And even that falsified balance sheet was enough to really get people concerned
about the financial stability of Alameda research
and the extent to which it was really linked with FTX.
So, you know, Sam Begman-Fried had spent a long time trying to maintain that FTCS and Alameda research were very separate, that they were sort of firewalled.
And people realized that that really wasn't true once this balance sheet was leaked.
And so that sort of set off the initial concern around FTX.
There was then a later incident in which the CEO of,
FTX's largest competitor, basically announced that he was going to sell a substantial amount
of FTT tokens that he had.
Right. This is easy. The head of Binance.
Right. He had, you know, the stash of FTT tokens that he had been given as FTCS have pretty
much bought him out as an investor in the exchange. And so he announced that he was going to sell
these tokens, which really sparked a panic that such a massive sale would decrease the
price of FTT, which would then make FTCS potentially insolvent because of the degree to which
they were relying on FTT as a part of their balance sheet. And so that was when things really went
badly. There was sort of a run on the exchange where everyone tried to withdraw their assets.
Lenders were really concerned about loans to Alameda, so they simultaneously were trying
to call back those loans. And so FTCX, you know, for a day or two, was trying to
meet these withdrawals and repay these loans. But very quickly, that $8 billion hole in the
balance sheet became an issue and they could no longer process withdrawals or repay those loans.

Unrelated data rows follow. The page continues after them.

PR #407, opened 2017-07-01
[ASCollectionView] Small improvements

nguyenhuy:
- `_ASCollectionReusableView` and `_ASCollectionViewCell` no longer expose getters for their collection element and cell node properties. This is to make sure that clients can only obtain elements from the visible map which is always the source of truth.
- Since the map can return `nil` for an element request, it's much safer to check and avoid adding/removing a nil pointer to an `NSArray`.
- Since we use a special way to check whether an object of kind of `_ASCollectionViewCell` or `_ASCollectionReusableView`, based on the assumption that these classes are subclass restricted, I added cast-or-return  macros in the header files, closer to where the restrictions are declared.

### DIFF
--- a/Source/ASCollectionView.mm
+++ b/Source/ASCollectionView.mm
@@ -952,7 +952,13 @@ static NSString * const kReuseIdentifier = @"_ASCollectionReuseIdentifier";
 - (CGSize)collectionView:(UICollectionView *)collectionView layout:(UICollectionViewLayout *)collectionViewLayout sizeForItemAtIndexPath:(NSIndexPath *)indexPath
 {
   ASDisplayNodeAssertMainThread();
-  ASCellNode *cell = [self nodeForItemAtIndexPath:indexPath];
+  ASCollectionElement *element = [_dataController.visibleMap elementForItemAtIndexPath:indexPath];
+  if (element == nil) {
+    ASDisplayNodeAssert(NO, @"Unexpected nil element for collectionView:layout:sizeForItemAtIndexPath: %@, %@, %ld", self, layout, section);
+    return CGSizeZero;
+  }
+
+  ASCellNode *cell = element.node;
   if (cell.shouldUseUIKitCell) {
     if ([_asyncDelegate respondsToSelector:@selector(collectionView:layout:sizeForItemAtIndexPath:)]) {
       CGSize size = [(id)_asyncDelegate collectionView:collectionView layout:collectionViewLayout sizeForItemAtIndexPath:indexPath];
@@ -960,8 +966,8 @@ static NSString * const kReuseIdentifier = @"_ASCollectionReuseIdentifier";
       return size;
     }
   }
-  ASCollectionElement *e = [_dataController.visibleMap elementForItemAtIndexPath:indexPath];
-  return [self sizeForElement:e];
+
+  return [self sizeForElement:element];
 }
 
 - (CGSize)collectionView:(UICollectionView *)collectionView layout:(UICollectionViewLayout *)layout referenceSizeForHeaderInSection:(NSInteger)section
@@ -971,6 +977,7 @@ static NSString * const kReuseIdentifier = @"_ASCollectionReuseIdentifier";
   ASCollectionElement *element = [_dataController.visibleMap supplementaryElementOfKind:UICollectionElementKindSectionHeader
                                                                             atIndexPath:indexPath];
   if (element == nil) {
+    ASDisplayNodeAssert(NO, @"Unexpected nil element for collectionView:layout:referenceSizeForHeaderInSection: %@, %@, %ld", self, layout, section);
     return CGSizeZero;
   }
 
@@ -990,6 +997,7 @@ static NSString * const kReuseIdentifier = @"_ASCollectionReuseIdentifier";
   ASCollectionElement *element = [_dataController.visibleMap supplementaryElementOfKind:UICollectionElementKindSectionFooter
                                                                             atIndexPath:indexPath];
   if (element == nil) {
+    ASDisplayNodeAssert(NO, @"Unexpected nil element for collectionView:layout:referenceSizeForFooterInSection: %@, %@, %ld", self, layout, section);
     return CGSizeZero;
   }
 
--- a/Source/ASCollectionView.mm
+++ b/Source/ASCollectionView.mm
@@ -977,7 +977,6 @@ static NSString * const kReuseIdentifier = @"_ASCollectionReuseIdentifier";
   ASCollectionElement *element = [_dataController.visibleMap supplementaryElementOfKind:UICollectionElementKindSectionHeader
                                                                             atIndexPath:indexPath];
   if (element == nil) {
-    ASDisplayNodeAssert(NO, @"Unexpected nil element for collectionView:layout:referenceSizeForHeaderInSection: %@, %@, %ld", self, layout, section);
     return CGSizeZero;
   }
 
@@ -997,7 +996,6 @@ static NSString * const kReuseIdentifier = @"_ASCollectionReuseIdentifier";
   ASCollectionElement *element = [_dataController.visibleMap supplementaryElementOfKind:UICollectionElementKindSectionFooter
                                                                             atIndexPath:indexPath];
   if (element == nil) {
-    ASDisplayNodeAssert(NO, @"Unexpected nil element for collectionView:layout:referenceSizeForFooterInSection: %@, %@, %ld", self, layout, section);
     return CGSizeZero;
   }
 
@@ -1069,18 +1067,18 @@ static NSString * const kReuseIdentifier = @"_ASCollectionReuseIdentifier";
     [(id <ASCollectionDelegateInterop>)_asyncDelegate collectionView:collectionView willDisplayCell:rawCell forItemAtIndexPath:indexPath];
   }
 
-  // Always add the element to the visible set even if it is backed by an UIKit / non-_ASCollection* view
-  ASCollectionElement *element = [_dataController.visibleMap elementForItemAtIndexPath:indexPath];
-  if (element) {
-    [_visibleElements addObject:element];
-  } else {
-    ASDisplayNodeAssert(NO, @"Unexpected nil element for willDisplayCell: %@, %@, %@", rawCell, self, indexPath);
-    return;
-  }
-
   _ASCollectionViewCell *cell = ASDynamicCastStrict(rawCell, _ASCollectionViewCell);
   if (cell == nil) {
     [_rangeController setNeedsUpdate];
+    return;
+  }
+
+  ASCollectionElement *element = cell.element;
+  if (element) {
+    ASDisplayNodeAssertTrue([_dataController.visibleMap elementForItemAtIndexPath:indexPath] == element);
+    [_visibleElements addObject:element];
+  } else {
+    ASDisplayNodeAssert(NO, @"Unexpected nil element for willDisplayCell: %@, %@, %@", rawCell, self, indexPath);
     return;
   }
 
@@ -1126,18 +1124,18 @@ static NSString * const kReuseIdentifier = @"_ASCollectionReuseIdentifier";
     [(id <ASCollectionDelegateInterop>)_asyncDelegate collectionView:collectionView didEndDisplayingCell:rawCell forItemAtIndexPath:indexPath];
   }
 
-  // Always remove the element from the visible set even if it is backed by an UIKit / non-_ASCollection* view
-  ASCollectionElement *element = [_dataController.visibleMap elementForItemAtIndexPath:indexPath];
+  _ASCollectionViewCell *cell = ASDynamicCastStrict(rawCell, _ASCollectionViewCell);
+  if (cell == nil) {
+    [_rangeController setNeedsUpdate];
+    return;
+  }
+
+  // Retrieve the element from cell instead of visible map because at this point visible map could have been updated and no longer holds the element.
+  ASCollectionElement *element = cell.element;
   if (element) {
     [_visibleElements removeObject:element];
   } else {
     ASDisplayNodeAssert(NO, @"Unexpected nil element for didEndDisplayingCell: %@, %@, %@", rawCell, self, indexPath);
-    return;
-  }
-
-  _ASCollectionViewCell *cell = ASDynamicCastStrict(rawCell, _ASCollectionViewCell);
-  if (cell == nil) {
-    [_rangeController setNeedsUpdate];
     return;
   }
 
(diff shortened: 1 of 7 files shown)


pinterest-ios:
🚫 CI failed with [log](https://gist.githubusercontent.com/pinterest-ios/0e2e8cea082be88f90115f8baffaa341/raw/f13820a5107939018d54f99cbc1ad333cfa19d68/log.txt)

pinterest-ios:
🚫 CI failed with [log](https://gist.githubusercontent.com/pinterest-ios/a33c0886e018cf0e53e0be5be567eae8/raw/983f6496498e7063be4a7aa0ff7015edd3ca78e0/log.txt)

Source/ASCollectionView.mm
```diff
@@ -960,30 +960,38 @@ - (CGSize)collectionView:(UICollectionView *)collectionView layout:(UICollection
 {
   ASDisplayNodeAssertMainThread();
   NSIndexPath *indexPath = [NSIndexPath indexPathForItem:0 inSection:section];
-  ASCellNode *cell = [self supplementaryNodeForElementKind:UICollectionElementKindSectionHeader
-                                               atIndexPath:indexPath];
-  if (cell.shouldUseUIKitCell && _asyncDelegateFlags.interop) {
+  ASCollectionElement *element = [_dataController.visibleMap supplementaryElementOfKind:UICollectionElementKindSectionHeader
```
nguyenhuy: Because `-supplementaryNodeForElementKind:atIndexPath` internally calls `[_dataController.visibleMap supplementaryElementOfKind:atIndexPath].node`, we're literally asking for the element twice in this method. Let's directly reach out to the visible map.

Source/ASCollectionView.mm
```diff
@@ -960,30 +960,38 @@ - (CGSize)collectionView:(UICollectionView *)collectionView layout:(UICollection
...
+                                                                            atIndexPath:indexPath];
+  if (element == nil) {
+    return CGSizeZero;
```
nguyenhuy: @appleguy In case of interop, should we reach out to the delegate here? Note that since element is `nil`, `element.node.shouldUseUIKitCell` must be `NO` here, so this is not a breaking change.

pinterest-ios:
🚫 CI failed with [log](https://gist.githubusercontent.com/pinterest-ios/ed0c820780ce738fb49df1303f668d61/raw/36cb34fa651ef0a9f1bb32f71d3069dab8f23121/log.txt)

pinterest-ios:
🚫 CI failed with [log](https://gist.githubusercontent.com/pinterest-ios/daee02d4db293962ffe9157af07fae37/raw/8454910b62062978aa7b2f93138c29656853cbd1/log.txt)

pinterest-ios:
🚫 CI failed with [log](https://gist.githubusercontent.com/pinterest-ios/cf443fe121a7a56adee589cab5042ba6/raw/51efece89f5df6c5727a2944a60e310093b69814/log.txt)

Source/Details/_ASCollectionReusableView.h
```diff
@@ -18,15 +18,41 @@
...
+/**
+ * Attempts to cast x to _ASCollectionReusableView, or nil if not possible.
+ *
+ * Since _ASCollectionReusableView is not available for subclassing (see below),
+ * comparing x's and _ASCollectionReusableView's classes is faster than calling -isKindOfClass: on x.
+ */
+#define ASCollectionReusableViewCast(x) ({ \
+  id __var = x; \
+  ((_ASCollectionReusableView *) (x.class == [_ASCollectionReusableView class] ? __var : nil)); \
+})
```
Adlai-Holler: I see that @appleguy started this pattern at line 1100, and that you've formalized it, but it strikes me as serious over-optimization, and I think we should simply remove it and use whatever is most concise at the call site. `-isKindOfClass:` is extremely fast. Here's the source code, from https://opensource.apple.com/source/objc4/objc4-709/runtime/NSObject.mm

```
- (BOOL)isKindOfClass:(Class)cls {
    for (Class tcls = [self class]; tcls; tcls = tcls->superclass) {
        if (tcls == cls) return YES;
    }
    return NO;
}
```

It only includes one method call – which is unavoidable – and otherwise just uses raw pointer comparison memory reads.

Source/Details/_ASCollectionReusableView.h
```diff
@@ -18,15 +18,41 @@
...
 
 AS_SUBCLASSING_RESTRICTED
+
 @interface _ASCollectionReusableView : UICollectionReusableView
-@property (nonatomic, strong, readonly, nullable) ASCellNode *node;
-@property (nonatomic, strong, nullable) ASCollectionElement *element;
+
 @property (nonatomic, strong, nullable) UICollectionViewLayoutAttributes *layoutAttributes;
+
+- (void)setElement:(ASCollectionElement *)element;
```
Adlai-Holler: I don't totally agree with removing the readwrite property. It's true that the visibleMap is the source of truth about what ought to be displayed, but it is useful to be able to read, from a view, what element it is currently displaying in reality. For example, to be able to tell in `collectionView:cellForItemAtIndexPath:` what element the cell is transitioning from, or to read for debugging purposes. And since these classes are underbarred, I think the risk of external clients leaning on the property is really minor.

appleguy: Do you have any theories on why we were seeing the misalignment between expected visibleMap and the cell.element?

Is it because layoutIfNeeded had not been flushed and somehow we are getting calls from UIKit about cell appearance with an invalid layout?

Source/Details/_ASCollectionReusableView.h
appleguy: Changing to isKindOfClass wouldn't simplify the code, because the macro is still needed to have the return-nil behavior. We could use ASDynamicCast, though.

I added the optimization after measuring its overhead. It has the most impact in the UICV compatibility case because we check superclasses' class all the way to NSObject as well. Overall because I would like to use ASCV everywhere, even when no ASCellNodes are being used, it is nice to minimize overhead where it does not add complexity.

If we're feeling generous for this use case, maybe moving it to neighbor ASDynamicCast (ASDynamicCastImmediate ?) would bring the complexity overhead to 0 for this file.

appleguy: Regarding the class hierarchy, note that the UICV case has subclasses in the app too. Something like (guessing at the hierarchy):

CustomCellClass -> UICollectionViewCell -> UICollectionReusableView -> UIView -> UIResponder -> NSObject

Source/ASCollectionView.mm
appleguy: @nguyenhuy this is a very good and probably important question to resolve some of the crashes I've been trying to get past. I think the answer will come from...in what case can we get here but have a nil element?

If that is expected to be possible / valid, then we probably do need to call the delegate. If it is believed to be invalid, then we should probably add an assertion in the return CGSizeZero case, and not worry about calling the delegate.

Source/ASCollectionView.mm
```diff
@@ -1005,7 +1013,7 @@ - (UICollectionReusableView *)collectionView:(UICollectionView *)collectionView
     view = [self dequeueReusableSupplementaryViewOfKind:kind withReuseIdentifier:kReuseIdentifier forIndexPath:indexPath];
   }
   
-  if (_ASCollectionReusableView *reusableView = ASDynamicCast(view, _ASCollectionReusableView)) {
+  if (_ASCollectionReusableView *reusableView = ASCollectionReusableViewCast(view)) {
```
appleguy: IMO this is a very simple, efficient and appropriate check. This is some pretty hardcore infrastructure and we totally control _ASCollection* views, with confidence that they aren't going to have subclasses.

In fact, this check is simpler than using ASDynamicCast and having to manually pass _ASCollectionReusableView.

Source/ASCollectionView.mm
```diff
@@ -1086,7 +1096,7 @@ - (void)collectionView:(UICollectionView *)collectionView willDisplayCell:(UICol
   
   [_rangeController setNeedsUpdate];
   
-  if (ASSubclassOverridesSelector([ASCellNode class], [cellNode class], @selector(cellNodeVisibilityEvent:inScrollView:withCellFrame:))) {
+  if ([cell consumesCellNodeVisibilityEvents]) {
```
appleguy: This is potentially valuable if made into an API that can be implemented optionally on UIKit cells too.

Source/ASCollectionView.mm
```diff
@@ -1131,37 +1143,45 @@ - (void)collectionView:(UICollectionView *)collectionView didEndDisplayingCell:(
 
 - (void)collectionView:(UICollectionView *)collectionView willDisplaySupplementaryView:(UICollectionReusableView *)rawView forElementKind:(NSString *)elementKind atIndexPath:(NSIndexPath *)indexPath
 {
-  if (rawView.class != [_ASCollectionReusableView class]) {
+  ASCollectionReusableViewCastOrReturn(rawView, view, (void)0);
```
appleguy: This one seems slightly more magical - maybe worth just using the other cast methods and including the return nil check.

appleguy: Possible issue: do we really want to return here, before the element is added to the visibleMap?

It seems like for consistency, we should add the element to the visibleMap, even if it is backed by an ASCellNode that uses UIKit / non-_ASCollection* view

Source/ASCollectionView.mm
```diff
@@ -1131,37 +1143,45 @@ - (void)collectionView:(UICollectionView *)collectionView didEndDisplayingCell:(
...
+
+  ASCollectionElement *element = [_dataController.visibleMap supplementaryElementOfKind:elementKind atIndexPath:indexPath];
+  if (element == nil) {
     return;
   }
-  auto view = (_ASCollectionReusableView *)rawView;
-
-  [_visibleElements removeObject:view.element];
+  
+  [_visibleElements removeObject:element];
```
appleguy: Same question, should we allow removing the element even if the view is a non-_AS cellview?

Source/ASCollectionView.mm
```diff
@@ -1395,14 +1411,12 @@ - (void)scrollViewWillBeginDragging:(UIScrollView *)scrollView
...
 {
-    for (_ASCollectionViewCell *collectionCell in _cellsForVisibilityUpdates) {
-        [[collectionCell node] cellNodeVisibilityEvent:ASCellNodeVisibilityEventDidEndDragging
-                                          inScrollView:scrollView
-                                         withCellFrame:collectionCell.frame];
-    }
-    if (_asyncDelegateFlags.scrollViewDidEndDragging) {
-        [_asyncDelegate scrollViewDidEndDragging:scrollView willDecelerate:decelerate];
-    }
+  for (_ASCollectionViewCell *cell in _cellsForVisibilityUpdates) {
```
appleguy: Is it valid to use this type when iterating over _cellsForVisibilityUpdates?

The gating factor to add things to this array is whether the cell consumes visibility events, but this might theoretically happen for non-_AS cells too.

Maybe we should make the _cellsForVisibilityUpdates collection typed to <id <ASCollectionViewCellVisibilityProtocol>> or something.

If this already works correctly because of the early-returns checking for the _AS classes that occur before the cells are added, then that's OK for now.

Source/Details/_ASCollectionViewCell.h
```diff
@@ -17,16 +17,49 @@
...
 AS_SUBCLASSING_RESTRICTED
 @interface _ASCollectionViewCell : UICollectionViewCell
-@property (nonatomic, strong, nullable) ASCollectionElement *element;
-@property (nonatomic, strong, readonly, nullable) ASCellNode *node;
+
+/**
+ * Whether or not this cell is interested in cell node visibility events.
+ * -cellNodeVisibilityEvent:inScrollView: should be called only if this property is YES.
+ */
+@property (nonatomic, readonly) BOOL consumesCellNodeVisibilityEvents;
```
appleguy: Did these events ever work for Supplementary views? It would be nice if they did, particularly because they use the same ASCellNode and the API is exposed there, so it would be unclear at a user level if they did not get called.

Source/ASCollectionView.mm
nguyenhuy: > I think the answer will come from...in what case can we get here but have a nil element?

I was assuming that clients that use interop can return an item/supplementary view that is not of type `_ASCollectionViewCell`/`_ASCollectionReusableView`, and so the element can be `nil` in these cases.

It turns out that, there is a race condition in `ASDataController` that can cause an element to be `nil`. We also got crashes reported at Pinterest with similar symptoms. More details here: https://github.com/TextureGroup/Texture/pull/420. Now that we've fixed the root cause, I think the `nil` checks in this PR is less of a concern, although I still want to keep them should code correctness.

Source/Details/_ASCollectionReusableView.h
nguyenhuy: hi, it sounds like we can get some benefits from this pattern. Would be great if you could share some numbers, @appleguy.

Since we already bite the bullet, and the changes in this diff actually make it a bit better, I'd vote for keeping it around. @Adlai-Holler Thoughts?

Source/Details/_ASCollectionReusableView.h
nguyenhuy: Indeed, there is a race condition in `ASDataController` that could cause the misalignment: https://github.com/TextureGroup/Texture/pull/420.

I'm gonna update the code to still retrieve the element from visible map whenever possible, but keep these properties around in case they are needed.

Source/Details/_ASCollectionReusableView.h
Adlai-Holler: @nguyenhuy The macro `ASCollectionReusableViewCast` just doesn't scale well. 

How about we add a variant of `ASDynamicCast` that uses `[self class] == [c class]`? `ASDynamicCastStrict` might be a good name.

nguyenhuy: I dig that. Will follow up tomorrow.

Source/ASCollectionView.mm
nguyenhuy: I'm gonna keep this as is as we do make sure only `_ASCollectionViewCell` are added to this collection. We'll update it to `id` when we support non-_AS cells.

Source/Details/_ASCollectionViewCell.h
nguyenhuy: No, this has never supported supplementary views. This API is in `_ASCollectionViewCell` so I think it's pretty clear that only _AS item cells are considered. We can of course extend it to work on other types of cells or supplementary views, but it is not in the scope of this PR.

pinterest-ios:
🚫 CI failed with [log](https://gist.githubusercontent.com/pinterest-ios/09a85f9c65756e71f69d3039a9563927/raw/d65e49fa878e260a625854c5a4a982d54b66be89/log.txt)

pinterest-ios:
🚫 CI failed with [log](https://gist.githubusercontent.com/pinterest-ios/1fa4a0026695e3b12d97bf9931101120/raw/ac240d5eb661da15709554151e7067c07851ae8c/log.txt)

pinterest-ios:
🚫 CI failed with [log](https://gist.githubusercontent.com/pinterest-ios/82e9ecc989a151faea4100daac614bc2/raw/5d19f48b7a4539e48f9514b37f5766833902e381/log.txt)

pinterest-ios:
🚫 CI failed with [log](https://gist.githubusercontent.com/pinterest-ios/dc3d93f2b0e9aa305dd767f236cc9bb8/raw/bf66dc4a1584a5ea278eb898384446f952bc8a76/log.txt)

pinterest-ios:
🚫 CI failed with [log](https://gist.githubusercontent.com/pinterest-ios/15506ba483efb68b646507cb93fbde47/raw/52888547ab8d9e1f94072cd269eac11eed26c867/log.txt)

pinterest-ios:
🚫 CI failed with [log](https://gist.githubusercontent.com/pinterest-ios/1be589b4de60f9cb6f227d82167710f1/raw/86c419dcb76c1580d476ec021f93269f7db2ef53/log.txt)

Source/ASCollectionView.mm
nguyenhuy: It turns out that we can't track visibility of elements that are not backed by a non-_ASCollection* view.  That is because in `-didEndDisplaying*` methods, we can't retrieve the element from visible map since the map might have been updated and no longer holds the element. So we have to rely on `cell.element`, otherwise we risk having imbalanced add and remove calls on `_visibleElements`, i.e elements that aren't backed by a non-_ASCollection* view will stay visible forever.

nguyenhuy:
@Adlai-Holler This PR is ready for another round of review. Thanks!

Source/Details/_ASCollectionViewCell.h
```diff
@@ -17,16 +17,27 @@
...
 #import <AsyncDisplayKit/ASBaseDefines.h>
+#import <AsyncDisplayKit/ASCellNode.h>
 
-@class ASCellNode, ASCollectionElement;
+@class ASCollectionElement;
 
 NS_ASSUME_NONNULL_BEGIN
 
-AS_SUBCLASSING_RESTRICTED
+AS_SUBCLASSING_RESTRICTED // Note: ASDynamicCastStrict is used on instances of this class based on this restriction.
```
Adlai-Holler: 👍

And that's the point at which FTX filed for bankruptcy.
Yep. So where is that $8 billion?
Well, some of it has been clawed back by the bankruptcy team. But there's sort of a big
question mark around exactly where it all went. It seems like it was a combination of
bad trades, venture investments, loans, you know, donations to political and charitable
causes, real estate in the Bahamas. I mean, it's a really long list. They were spending
pretty extravagantly, it seems like. Right. Does this sound like a typical Ponzi scheme to you?
Like on one hand, it's like, yes, it needed money flowing in the door, but on the other hand,
they were making investments. I mean, maybe it's like more of like just old school theft versus
Ponzi scheme or it's hard for me to kind of even wrap my head around how to classify this one.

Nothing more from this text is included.